How to do conditional deletes

ahmedbarbary · August 8, 2021, 11:57pm

I work sql server 2012 I face issue i need make delete statement to delete all rows
from #partattributes table when count of rows per code and code type both
is less than count of rows per same code and code type both on table test
as example

count of rows on table #test per code 8538906000 and code type 849774 is 2

count of rows on table #partattaributes per code 8538906000 and code type 849774 is 1

2 is bigger than 1 then delete all code from #partattaributes for code
8538906000 and code type 849774

create table #test
 (
 codetypeid int,
 code varchar(20),
 zplid int,
 zfeaturekey int
 )
 insert into #test(codetypeid,code,zplid,zfeaturekey)
 values
 (849774,8538906000,4123,160001),
 (849774,8538906000,4123,160003),
 (199987,8538906077,4125,160020),
 (199987,8538906077,4125,160050)
    
 ----drop table #partattaributes
 create table #partattaributes
 (
 partid int,
 code varchar(20),
 codetypeid int
 )
 insert into #partattaributes(partid,code,codetypeid)
 values
 (1024,'8538906000',849774),
 (2050,'8538906077',199987),
 (2050,'8538906077',199987)
    
 what i try 
  
 delete p FROM #partattaributes p 
 LEFT JOIN #test t on t.code=p.code and t.codetypeid=p.codetypeid
 where t.code is null

result must delete from table #partattaributes is :

partid	code	codetypeid
1024	8538906000	849774

yosiasz · August 9, 2021, 3:16am

What have you tried

ScottPletcher · August 9, 2021, 8:43am

DELETE FROM pa
FROM #partattaributes pa
INNER JOIN (
    SELECT codetypeid, code, COUNT(*) AS pa_count
    FROM #partattaributes
    GROUP BY codetypeid, code
) AS pa_count ON pa_count.code = pa.code AND pa_count.codetypeid = pa.codetypeid
INNER JOIN (
    SELECT codetypeid, code, COUNT(*) AS t_count
    FROM #test
    GROUP BY codetypeid, code
) AS t_count ON t_count.code = pa_count.code AND t_count.codetypeid = t_count.codetypeid AND t_count.t_count > pa_count.pa_count

JeffModen · August 10, 2021, 2:34am

Deleting is painful. Why not just do a SELECT that ignores what you're deleting?

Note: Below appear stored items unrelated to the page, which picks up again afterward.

PR #1070, opened 2023-06-05
Feature/UUID timestamp extraction

jshearer:
**Description:**

Customers were asking for the ability to include a timestamp column in their materializations that represents the point at which Flow saw that piece of data, effectively a "last modified" or "valid as of" field. We actually always had this data encoded as part of each document's UUID, and this PR allows you to get access to it via a "virtual projection" at the location `/_meta/uuid/timestamp`. 

**Workflow steps:**

In order to materialize this timestamp, you have to:
1. Create a projection referencing `/_meta/uuid/timestamp`
1. Include that projection in your materialization's field selection

Unfortunately the UI does not support projections yet, so there is still some CLI work involved. It _does_ technically support field selection by way of the "Advanced Specification Editor". 

Given that, the workflow to materialize the meta uuid timestamp is:
1. Pull down an existing capture: `flowctl catalog pull-specs`
2. Add the projection:
    ```yaml
    projections:
      meta_uuid_timestamp: /_meta/uuid/timestamp
    ```
3. Publish your change: `flowctl catalog publish`
4. Create a materialization for that collection
5. Include your projection in the field selection inside the advanced spec editor: 
    ```json
    "bindings": [
        {
          "source": "my/collection/name",
          "resource": {
            "foo": "bar"
          },
          "fields": {
            "recommended": true,
            "include": {
              "meta_uuid_timestamp": {}
            }
          }
        }
    ],
    ```

If everything works, you should that field materialized! Example of materializing a hello world capture to postgres with the meta timestamp projection:

Screen Shot 2023-06-05 at 11 51 16

- - -
This change is [Reviewable](https://reviewable.io/reviews/estuary/flow/1070)


jshearer:
@jgraettinger see here for my explanation of `uuid_ptr` and `inject_uuid_placeholder`:

https://github.com/estuary/flow/blob/93f88555ad841c62797f30fac5402f82f760179d/crates/derive/src/combine_api.rs#L65-L70

jgraettinger:
FYI you can update Go snapshots by running `UPDATE_SNAPSHOTS=1 make go-test-fast`

jshearer:
Superseded by https://github.com/estuary/flow/pull/1098

PR #1074, opened 2023-06-06
fix: Tuple snapshot tests to work on go 1.20

jshearer:
**Description:**

Go 1.20's [changelog](https://tip.golang.org/doc/go1.20) says:

> The [math/rand](https://tip.golang.org/pkg/math/rand/) package now automatically seeds the global random number generator (used by top-level functions like Float64 and Int) with a random value, and the top-level [Seed](https://tip.golang.org/pkg/math/rand/#Seed) function has been deprecated. Programs that need a reproducible sequence of random numbers should prefer to allocate their own random source, using rand.New(rand.NewSource(seed)).

These tuple packing tests originally came from the [FoundationDB](https://github.com/apple/foundationdb/blob/main/bindings/go/src/fdb/tuple/tuple_test.go) code, and relied on the behavior of `math/rand` initializing with the same seed every time. I ran into this test failure on my local machine as I had installed go 1.20, whereas we test with 1.19 in CI.

I could have opted to just set `GODEBUG=randautoseed=0`, which would have kept the previous fixed-seed behavior, but it felt more fragile to do that than just change the tests to use the original fixed seed value of `1`.

- - -
This change is [Reviewable](https://reviewable.io/reviews/estuary/flow/1074)

### DIFF
--- a/go/protocols/fdb/tuple/tuple_test.go
+++ b/go/protocols/fdb/tuple/tuple_test.go
@@ -12,6 +12,8 @@ import (
 
 var update = flag.Bool("update", false, "update .golden files")
 
+var src = rand.New(rand.NewSource(1))
+
 func loadGolden(t *testing.T) (golden map[string][]byte) {
 	f, err := os.Open("testdata/tuples.golden")
 	if err != nil {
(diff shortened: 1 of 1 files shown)


jgraettinger (approved):
LGTM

ScottPletcher · August 10, 2021, 5:38am

Isn't it more painful to have to rerun code to ignore the rows every time you SELECT from the table rather than just deleting the rows once and from then on being able to just SELECT all rows from the table?

JeffModen · August 10, 2021, 6:34pm

That's actually a great question. I guess the best way to answer that is, remembering that someone only needs to leave a single byte on a page for it to persist, how many scan pages have they saved by doing Deletes? Usually, zero. With that in mind, how effective are their deletes other than making it so that they can eliminate a bit of criteria that they shouldn't have needed to begin with but do because they probably included the wrong rows in a temp table to being with?

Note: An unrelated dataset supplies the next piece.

PR #1075, opened 2023-06-08
parser: parse multiple files out of a zip archive as separate files

williamhbaker:
**Description:**

Currently we concatenate the uncompressed bytes of all files from a zip archive for processing. This actually works in some cases, but for most cases it leads to undesirable results. The present motivation is for parsing zip archives containing multiple CSV files where each CSV file has headers, and each file in the archive needs to be evaluated separately.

People will also ask "Well what if it's a really big temp table"? My answer that they should figure out why the temp table is so big to begin with. I'm thinking they did something wrong in populating it to begin with. If that can't be avoided, then maybe do a SELECT INTO another temp table with just the rows they actually need instead of messing around with deletes that probably are ineffective anyway.

ScottPletcher · August 10, 2021, 6:38pm

There's some real overhead to the processing they need to use here to determine which rows to delete. To me it would become enormous overhead to have to do that every time you SELECT from the table.

Space management issues on the table are a different topic. If they've deleted enough rows for it to matter, they could rebuild the table to make the rows more contiguous again. Or, if it's a heap, just not worry about, the deleted space will be reused with the next load(s).

JeffModen · August 10, 2021, 7:21pm

You do agree that it's generally better to populate your temp table correctly (nothing to delete) the first, time?

As for the other things, there should be several tests.

Coded "ignores". with and without indexes.
Deletes with and without indexes and an extra where an in place CI has to be rebuilt.
Copy only "keeper" data to a new table with and without indexes.
Originally build with the correct data with and without indexes,
Maybe not use a temp table at all with and without indexes.